Homily: “All is Calm, All is Bright: Two Hundred Years of Silent Night”
– Rev. Margaret Beckman

Each night a child is born is a Holy Night –

A time for singing
A time for wondering
A time for worshipping

These words, written by Unitarian Religious Educator, Sophia Lyon Fahs, long ago, and set to music by Jason Shelton, are comforting and profound. We often say them together on Christmas Eve as a reminder that just as the night the babe born in Bethlehem more than two thousand years was a holy night, every night a baby born is a holy night. Every night a babe is born is a worthy of singing and wondering and yes, even worshipping. All children are bundles of wonder and possibility to those who receive them.

This Christmas Eve, my heart is drawn toward the children who long for a home and family and safety. How many children tonight would be so very happy for shelter in a stable, the warmth of a hay-filled manger and the company of sheep and a donkey? For a moment, let me reframe the words of this familiar poem. I will make just one small change.

Each night a child arrives is a Holy Night –

A time for singing
A time for wondering
A time for worshipping

Each time a child arrives is a Holy Night.

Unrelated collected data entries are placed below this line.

PR #3414, opened 2023-04-10
[TS] Sanitize class fields

ncave:
- [TS] Sanitize member names == `constructor`.
- [TS] Fix generic parameters starting with `?`.
- [TS] Get generic types of generated members.
- [TS] Fixed arrow function type annotation.


alfonsogarciacaro:
Thanks!

Issue #3411, opened 2023-04-09
[TS] Slow compilation of some union cases


ncave:
@alfonsogarciacaro I tried to make a relatively small repro, only happens for TS, not JS.

The attached file compiles 10x slower for TypeScript (than for JavaScript).
Can't really figure out why, seems to be just deeply nested ifs. There must be some additional work that's called for TypeScript quite often that slows it down.

One thing I noticed is if we remove (comment) all 3 occurrences of the case guard `when relaxWhitespace2`,
it makes it speeds up for TS as well (somehow the resulting decision tree gets compiled faster?). Not sure that helps though.

[LexFilter.fs.txt](https://github.com/fable-compiler/Fable/files/11184740/LexFilter.fs.txt)

alfonsogarciacaro:
Wow, it's slow indeed. I need to investigate but my guess is this operation takes long time and repeats a lot with many union tests: https://github.com/fable-compiler/Fable/blob/31a92cd90196dbe726845d14452b953028a6ea83/src/Fable.Transforms/Fable2Babel.fs#L1759-L1774

Probably there's an opportunity to cache the reference to the `tagIdent` as it will be retrieved many times when compiling big decision trees to TypeScript.

ncave:
@alfonsogarciacaro That was my first guess too, but unfortunately no, even if you comment the typescript portion of `transformUnionCaseTag` it's still slow. It helps a little bit, but that's not the main reason.

ncave:
@alfonsogarciacaro I tried profiling it, it's completely different profile between compiling to TS and JS.
For TS it spends a *lot* of time in `transformIfStatement` and appending arrays, and in JS, it doesn't.
I know, not very helpful. It's probably something very obvious, I just don't see it.

alfonsogarciacaro:
Thanks a lot for this! Actually I just realized the generated code is 1630 lines of code for JS... and 813,431 for TypeScript! 😮 

I've tried going back as far as 4.0.0-theta-009, which is the first tag that accepts the `quicktest-ts` target, and it also generates too much code. So there seems to be an issue remaining from the early stages of TypeScript compilation that causes code duplication in certain situations.

ncave:
> generated code is 1630 lines of code for JS... and 813,431 for TypeScript! 😮

Amazing, must be a new record :)

alfonsogarciacaro:
[...]

PR #3420, opened 2023-04-12
Use library-ts also for JS compilation

alfonsogarciacaro:
This unifies fable-library(-js) and fable-library-ts. The idea is to publish fable-library as JS but with .d.ts declarations to make sure F# code compiled both as JS and TS is compatible.

I ama having some trouble with the const enums for the union tags, so we may need to drop them and use plain ints again.

### DIFF
--- a/build.fsx
+++ b/build.fsx
@@ -57,6 +57,9 @@ module Util =
     let runTypeScript projectDir =
         run ("npm run tsc -- --project " + projectDir)
 
+    let runTypeScriptWithArgs projectDir args =
+        run ("npm run tsc -- --project " + projectDir + " " + String.concat " " args)
+
     let runFableWithArgs projectDir args =
         run ("dotnet run -c Release --project src/Fable.Cli -- " + projectDir + " " + String.concat " " args)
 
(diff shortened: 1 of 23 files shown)


ncave:
@alfonsogarciacaro Yes, it will be great to have .d.ts in `fable-library`, but we still want to keep the `fable-library-ts` for lang=TypeScript, right?

alfonsogarciacaro:
Yes, when embedding the fable-library-ts files we can keep doing it the same way. The use case I've in mind is publishing fable-library, then you write a library in F# with the fable-library dependency and compile it to Typescript, then to .js + .d.ts for publishing. And finally you can consume it either from a JS or TS project.

alfonsogarciacaro:
As commented above, finally this PR is giving up using `const enum` to represent union tags. This is because it caused problems with [isolated modules](https://www.typescriptlang.org/tsconfig#isolatedModules) which apparently is a requirement of many alternate TS compilers used in different toolchains. On the plus side, now TS consumers can also safely pattern match against the union name.

I have added casts in several places to make things work. @ncave I have also included your code from #3411 in the tests to make sure it compiles with TypeScript, but it'd be great if you could add [some actual assertions](https://github.com/fable-compiler/Fable/blob/603f2c63e1dbdf2cee03f3a81d9607430d4c85e6/tests/Js/Main/NestedAndRecursivePatternTests.fs#L131-L135).

ncave:
@alfonsogarciacaro It's not my code actually, it's a heavily reduced repro sourced from FCS.
I'm not sure including it will be a good test if we don't also test for file size or compile time.

alfonsogarciacaro:
It's not only the decision tree explosion, the code also gave me a chance to fix other typing issues (like [casting non-ident expressions when accessing fields](https://github.com/fable-compiler/Fable/blob/744b52c60e99350294d296b793bb48035e09b8c2/src/Fable.Transforms/Fable2Babel.fs#L1752-L1762)). But it's true it should be part of the integration tests. Although mocha has a timeout when running tests, maybe it's hit when the file takes too long to load. For now I've rebased the commit to add a simple assertion to make sure the code works.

Imagine we are the gate keepers along our southern border and we see hundreds of children, many with their parents and many traveling alone, coming to us for safety and shelter.

Imagine we are the inn keepers as refugee children flee for their lives from any number of war-torn or violent homelands.

Each night a child arrives – no matter how they arrive – is a Holy Night.

We struggle to know how to welcome them. What shall we do with so many young ones who need shelter and safety and healthy food and warm clothing and a place for their own family or a way into a new family that will give them love and care – a chance for a meaningful life?

They want what our children want – love and a bright future.

This year we celebrate the 200th anniversary of the Christmas carol, Silent Night.

This carol is about Love and a Bright Future and a new-born babe.

Silent night, Holy night
All is calm, All is bright
Round yon Virgin, mother and child
Holy Infant so tender and mild
Sleep in heavenly peace
Sleep in heavenly peace

We sing these words together – no need for the printed page – we know the opening stanza from memory and by heart.

All is calm. All is bright.
What do these simple words mean for us today?

For me, Silent Night is a reflection of faith; faith in life that continues to bring forth precious children, faith in the goodness of humanity to support these children, and faith in ourselves as we search for ways to transform our present world into a world with more love and more peace – for all the children of the world.

Jesus was born far from home in a town where his ancestors had lived but not where his present family lived. Joseph and his family were forced by an occupying government leader to leave his home and physically report to the town of his ancestors where he would be registered and put on the tax rolls to support the Roman government – not his people of Israel. And there, Jesus was born – far from home.

Then, because of the threat of violence and possible murder, his parents fled that land too. This babe, born on a Holy Night, spent his first few years as a refugee in Egypt, a foreign land where his parents, with the help and compassion of strangers, found a way to live while waiting for a time when it might be safe to return home to their own country.

This is the story of the Christ Child. Born in captivity. Infancy as a refugee.

All is calm. All is bright.
When Father Joseph Mohr penned the words of his poem, he was not proclaiming victory over a fallen and hostile world. He was putting into words the deepest prayer of his soul… that our world might be saved from harm and that children everywhere would finally sleep in peace.

On that Christmas Eve in 1818, when the organ refused to come alive, Father Mohr and his organist, Franz Guber, collaborated to bring a Christmas hymn to their small congregation. They needed a tune that would be simple enough to be played on guitar and easily learned.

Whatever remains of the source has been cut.